Give the listing again exactly as written.

• _DATA_
----
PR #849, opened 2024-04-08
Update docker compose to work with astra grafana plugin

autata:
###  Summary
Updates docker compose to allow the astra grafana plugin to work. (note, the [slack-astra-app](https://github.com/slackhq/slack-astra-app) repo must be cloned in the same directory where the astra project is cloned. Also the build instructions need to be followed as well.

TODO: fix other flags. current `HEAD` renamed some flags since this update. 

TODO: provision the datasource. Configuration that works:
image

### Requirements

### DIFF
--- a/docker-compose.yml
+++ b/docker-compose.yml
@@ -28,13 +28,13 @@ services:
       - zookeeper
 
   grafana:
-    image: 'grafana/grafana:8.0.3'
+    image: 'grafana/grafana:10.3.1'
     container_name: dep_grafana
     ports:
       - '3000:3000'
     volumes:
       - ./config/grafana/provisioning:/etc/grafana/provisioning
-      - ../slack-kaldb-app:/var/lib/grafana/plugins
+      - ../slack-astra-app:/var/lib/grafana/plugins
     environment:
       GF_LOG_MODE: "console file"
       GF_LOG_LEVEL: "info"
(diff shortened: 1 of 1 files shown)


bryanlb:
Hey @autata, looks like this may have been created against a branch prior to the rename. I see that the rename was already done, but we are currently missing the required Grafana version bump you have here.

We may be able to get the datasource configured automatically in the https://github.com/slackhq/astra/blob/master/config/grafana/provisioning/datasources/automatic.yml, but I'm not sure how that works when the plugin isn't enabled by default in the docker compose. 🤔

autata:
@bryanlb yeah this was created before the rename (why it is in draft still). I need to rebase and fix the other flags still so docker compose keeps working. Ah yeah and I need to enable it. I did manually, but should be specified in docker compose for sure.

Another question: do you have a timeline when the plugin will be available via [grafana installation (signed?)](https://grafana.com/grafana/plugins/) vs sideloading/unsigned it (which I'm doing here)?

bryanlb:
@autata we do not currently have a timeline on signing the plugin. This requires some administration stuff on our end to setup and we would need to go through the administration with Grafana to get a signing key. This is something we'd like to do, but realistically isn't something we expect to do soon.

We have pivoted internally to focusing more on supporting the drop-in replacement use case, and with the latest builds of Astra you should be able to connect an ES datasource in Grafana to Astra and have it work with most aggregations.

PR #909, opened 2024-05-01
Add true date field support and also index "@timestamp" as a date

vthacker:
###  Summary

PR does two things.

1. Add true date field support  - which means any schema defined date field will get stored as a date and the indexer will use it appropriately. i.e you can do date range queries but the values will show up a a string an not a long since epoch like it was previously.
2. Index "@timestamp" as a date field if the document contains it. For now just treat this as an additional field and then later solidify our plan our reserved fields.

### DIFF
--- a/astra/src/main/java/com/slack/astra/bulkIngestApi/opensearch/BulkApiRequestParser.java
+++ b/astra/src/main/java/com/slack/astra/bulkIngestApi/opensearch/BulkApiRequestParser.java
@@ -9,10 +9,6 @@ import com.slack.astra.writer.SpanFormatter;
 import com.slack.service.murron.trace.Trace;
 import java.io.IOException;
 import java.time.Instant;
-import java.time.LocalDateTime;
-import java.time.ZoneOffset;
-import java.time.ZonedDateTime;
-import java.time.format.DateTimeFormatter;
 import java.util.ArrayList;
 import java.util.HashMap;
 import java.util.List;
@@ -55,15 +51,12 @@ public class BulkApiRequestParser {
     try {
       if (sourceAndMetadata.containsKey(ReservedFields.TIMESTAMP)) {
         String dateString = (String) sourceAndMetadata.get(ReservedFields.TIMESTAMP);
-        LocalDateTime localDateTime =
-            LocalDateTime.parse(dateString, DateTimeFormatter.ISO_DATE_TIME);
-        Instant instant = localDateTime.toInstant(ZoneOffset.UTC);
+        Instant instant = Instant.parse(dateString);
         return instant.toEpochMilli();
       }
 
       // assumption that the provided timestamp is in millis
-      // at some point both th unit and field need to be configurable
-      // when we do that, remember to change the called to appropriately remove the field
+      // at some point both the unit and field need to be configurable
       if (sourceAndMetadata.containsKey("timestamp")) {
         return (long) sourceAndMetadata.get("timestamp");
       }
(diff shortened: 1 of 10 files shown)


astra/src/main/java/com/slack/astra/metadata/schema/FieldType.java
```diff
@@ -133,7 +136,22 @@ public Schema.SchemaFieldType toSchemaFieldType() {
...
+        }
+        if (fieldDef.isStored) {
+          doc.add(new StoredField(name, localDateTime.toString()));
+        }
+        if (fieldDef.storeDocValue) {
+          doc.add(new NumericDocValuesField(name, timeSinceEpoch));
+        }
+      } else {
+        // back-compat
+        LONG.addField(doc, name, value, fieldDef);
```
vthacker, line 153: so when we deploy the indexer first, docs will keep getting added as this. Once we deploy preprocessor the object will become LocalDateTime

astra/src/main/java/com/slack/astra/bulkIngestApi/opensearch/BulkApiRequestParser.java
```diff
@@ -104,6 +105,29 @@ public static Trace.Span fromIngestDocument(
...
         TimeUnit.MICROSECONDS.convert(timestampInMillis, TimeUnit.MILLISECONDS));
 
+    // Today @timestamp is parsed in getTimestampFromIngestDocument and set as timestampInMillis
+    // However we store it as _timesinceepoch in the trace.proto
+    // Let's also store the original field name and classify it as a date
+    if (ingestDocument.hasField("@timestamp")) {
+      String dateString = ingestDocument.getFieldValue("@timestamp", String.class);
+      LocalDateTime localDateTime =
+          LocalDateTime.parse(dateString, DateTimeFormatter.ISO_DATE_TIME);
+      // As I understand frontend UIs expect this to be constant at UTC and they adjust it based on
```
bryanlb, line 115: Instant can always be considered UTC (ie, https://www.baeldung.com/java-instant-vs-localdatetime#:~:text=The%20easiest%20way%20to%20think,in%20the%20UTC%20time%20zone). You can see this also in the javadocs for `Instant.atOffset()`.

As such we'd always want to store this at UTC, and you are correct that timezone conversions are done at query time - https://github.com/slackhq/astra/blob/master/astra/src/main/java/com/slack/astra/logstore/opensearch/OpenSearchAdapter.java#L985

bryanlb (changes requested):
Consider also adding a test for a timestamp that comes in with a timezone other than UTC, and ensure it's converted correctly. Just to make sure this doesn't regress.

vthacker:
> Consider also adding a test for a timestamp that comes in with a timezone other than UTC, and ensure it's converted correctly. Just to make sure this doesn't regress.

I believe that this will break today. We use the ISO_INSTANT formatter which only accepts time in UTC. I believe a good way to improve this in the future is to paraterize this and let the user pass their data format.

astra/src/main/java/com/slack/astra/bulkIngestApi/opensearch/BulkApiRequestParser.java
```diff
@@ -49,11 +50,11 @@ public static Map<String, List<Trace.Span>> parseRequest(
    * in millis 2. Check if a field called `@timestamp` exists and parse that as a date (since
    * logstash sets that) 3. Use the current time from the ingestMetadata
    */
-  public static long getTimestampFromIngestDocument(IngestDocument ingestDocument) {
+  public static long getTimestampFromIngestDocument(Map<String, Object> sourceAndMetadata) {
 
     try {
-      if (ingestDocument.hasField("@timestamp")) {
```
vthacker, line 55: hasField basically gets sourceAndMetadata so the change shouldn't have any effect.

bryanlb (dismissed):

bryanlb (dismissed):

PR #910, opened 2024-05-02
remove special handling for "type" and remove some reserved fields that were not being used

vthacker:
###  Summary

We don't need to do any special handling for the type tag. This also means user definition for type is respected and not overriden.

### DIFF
----
• _REPLY TO THE TASK_
PR #849, opened 2024-04-08
Update docker compose to work with astra grafana plugin

autata:
###  Summary
Updates docker compose to allow the astra grafana plugin to work. (note, the [slack-astra-app](https://github.com/slackhq/slack-astra-app) repo must be cloned in the same directory where the astra project is cloned. Also the build instructions need to be followed as well.

TODO: fix other flags. current `HEAD` renamed some flags since this update. 

TODO: provision the datasource. Configuration that works:
image

### Requirements

### DIFF
--- a/docker-compose.yml
+++ b/docker-compose.yml
@@ -28,13 +28,13 @@ services:
       - zookeeper
 
   grafana:
-    image: 'grafana/grafana:8.0.3'
+    image: 'grafana/grafana:10.3.1'
     container_name: dep_grafana
     ports:
       - '3000:3000'
     volumes:
       - ./config/grafana/provisioning:/etc/grafana/provisioning
-      - ../slack-kaldb-app:/var/lib/grafana/plugins
+      - ../slack-astra-app:/var/lib/grafana/plugins
     environment:
       GF_LOG_MODE: "console file"
       GF_LOG_LEVEL: "info"
(diff shortened: 1 of 1 files shown)


bryanlb:
Hey @autata, looks like this may have been created against a branch prior to the rename. I see that the rename was already done, but we are currently missing the required Grafana version bump you have here.

We may be able to get the datasource configured automatically in the https://github.com/slackhq/astra/blob/master/config/grafana/provisioning/datasources/automatic.yml, but I'm not sure how that works when the plugin isn't enabled by default in the docker compose. 🤔

autata:
@bryanlb yeah this was created before the rename (why it is in draft still). I need to rebase and fix the other flags still so docker compose keeps working. Ah yeah and I need to enable it. I did manually, but should be specified in docker compose for sure.

Another question: do you have a timeline when the plugin will be available via [grafana installation (signed?)](https://grafana.com/grafana/plugins/) vs sideloading/unsigned it (which I'm doing here)?

bryanlb:
@autata we do not currently have a timeline on signing the plugin. This requires some administration stuff on our end to setup and we would need to go through the administration with Grafana to get a signing key. This is something we'd like to do, but realistically isn't something we expect to do soon.

We have pivoted internally to focusing more on supporting the drop-in replacement use case, and with the latest builds of Astra you should be able to connect an ES datasource in Grafana to Astra and have it work with most aggregations.

PR #909, opened 2024-05-01
Add true date field support and also index "@timestamp" as a date

vthacker:
###  Summary

PR does two things.

1. Add true date field support  - which means any schema defined date field will get stored as a date and the indexer will use it appropriately. i.e you can do date range queries but the values will show up a a string an not a long since epoch like it was previously.
2. Index "@timestamp" as a date field if the document contains it. For now just treat this as an additional field and then later solidify our plan our reserved fields.

### DIFF
--- a/astra/src/main/java/com/slack/astra/bulkIngestApi/opensearch/BulkApiRequestParser.java
+++ b/astra/src/main/java/com/slack/astra/bulkIngestApi/opensearch/BulkApiRequestParser.java
@@ -9,10 +9,6 @@ import com.slack.astra.writer.SpanFormatter;
 import com.slack.service.murron.trace.Trace;
 import java.io.IOException;
 import java.time.Instant;
-import java.time.LocalDateTime;
-import java.time.ZoneOffset;
-import java.time.ZonedDateTime;
-import java.time.format.DateTimeFormatter;
 import java.util.ArrayList;
 import java.util.HashMap;
 import java.util.List;
@@ -55,15 +51,12 @@ public class BulkApiRequestParser {
     try {
       if (sourceAndMetadata.containsKey(ReservedFields.TIMESTAMP)) {
         String dateString = (String) sourceAndMetadata.get(ReservedFields.TIMESTAMP);
-        LocalDateTime localDateTime =
-            LocalDateTime.parse(dateString, DateTimeFormatter.ISO_DATE_TIME);
-        Instant instant = localDateTime.toInstant(ZoneOffset.UTC);
+        Instant instant = Instant.parse(dateString);
         return instant.toEpochMilli();
       }
 
       // assumption that the provided timestamp is in millis
-      // at some point both th unit and field need to be configurable
-      // when we do that, remember to change the called to appropriately remove the field
+      // at some point both the unit and field need to be configurable
       if (sourceAndMetadata.containsKey("timestamp")) {
         return (long) sourceAndMetadata.get("timestamp");
       }
(diff shortened: 1 of 10 files shown)


astra/src/main/java/com/slack/astra/metadata/schema/FieldType.java
```diff
@@ -133,7 +136,22 @@ public Schema.SchemaFieldType toSchemaFieldType() {
...
+        }
+        if (fieldDef.isStored) {
+          doc.add(new StoredField(name, localDateTime.toString()));
+        }
+        if (fieldDef.storeDocValue) {
+          doc.add(new NumericDocValuesField(name, timeSinceEpoch));
+        }
+      } else {
+        // back-compat
+        LONG.addField(doc, name, value, fieldDef);
```
vthacker, line 153: so when we deploy the indexer first, docs will keep getting added as this. Once we deploy preprocessor the object will become LocalDateTime

astra/src/main/java/com/slack/astra/bulkIngestApi/opensearch/BulkApiRequestParser.java
```diff
@@ -104,6 +105,29 @@ public static Trace.Span fromIngestDocument(
...
         TimeUnit.MICROSECONDS.convert(timestampInMillis, TimeUnit.MILLISECONDS));
 
+    // Today @timestamp is parsed in getTimestampFromIngestDocument and set as timestampInMillis
+    // However we store it as _timesinceepoch in the trace.proto
+    // Let's also store the original field name and classify it as a date
+    if (ingestDocument.hasField("@timestamp")) {
+      String dateString = ingestDocument.getFieldValue("@timestamp", String.class);
+      LocalDateTime localDateTime =
+          LocalDateTime.parse(dateString, DateTimeFormatter.ISO_DATE_TIME);
+      // As I understand frontend UIs expect this to be constant at UTC and they adjust it based on
```
bryanlb, line 115: Instant can always be considered UTC (ie, https://www.baeldung.com/java-instant-vs-localdatetime#:~:text=The%20easiest%20way%20to%20think,in%20the%20UTC%20time%20zone). You can see this also in the javadocs for `Instant.atOffset()`.

As such we'd always want to store this at UTC, and you are correct that timezone conversions are done at query time - https://github.com/slackhq/astra/blob/master/astra/src/main/java/com/slack/astra/logstore/opensearch/OpenSearchAdapter.java#L985

bryanlb (changes requested):
Consider also adding a test for a timestamp that comes in with a timezone other than UTC, and ensure it's converted correctly. Just to make sure this doesn't regress.

vthacker:
> Consider also adding a test for a timestamp that comes in with a timezone other than UTC, and ensure it's converted correctly. Just to make sure this doesn't regress.

I believe that this will break today. We use the ISO_INSTANT formatter which only accepts time in UTC. I believe a good way to improve this in the future is to paraterize this and let the user pass their data format.

astra/src/main/java/com/slack/astra/bulkIngestApi/opensearch/BulkApiRequestParser.java
```diff
@@ -49,11 +50,11 @@ public static Map<String, List<Trace.Span>> parseRequest(
    * in millis 2. Check if a field called `@timestamp` exists and parse that as a date (since
    * logstash sets that) 3. Use the current time from the ingestMetadata
    */
-  public static long getTimestampFromIngestDocument(IngestDocument ingestDocument) {
+  public static long getTimestampFromIngestDocument(Map<String, Object> sourceAndMetadata) {
 
     try {
-      if (ingestDocument.hasField("@timestamp")) {
```
vthacker, line 55: hasField basically gets sourceAndMetadata so the change shouldn't have any effect.

bryanlb (dismissed):

bryanlb (dismissed):

PR #910, opened 2024-05-02
remove special handling for "type" and remove some reserved fields that were not being used

vthacker:
###  Summary

We don't need to do any special handling for the type tag. This also means user definition for type is respected and not overriden.

### DIFF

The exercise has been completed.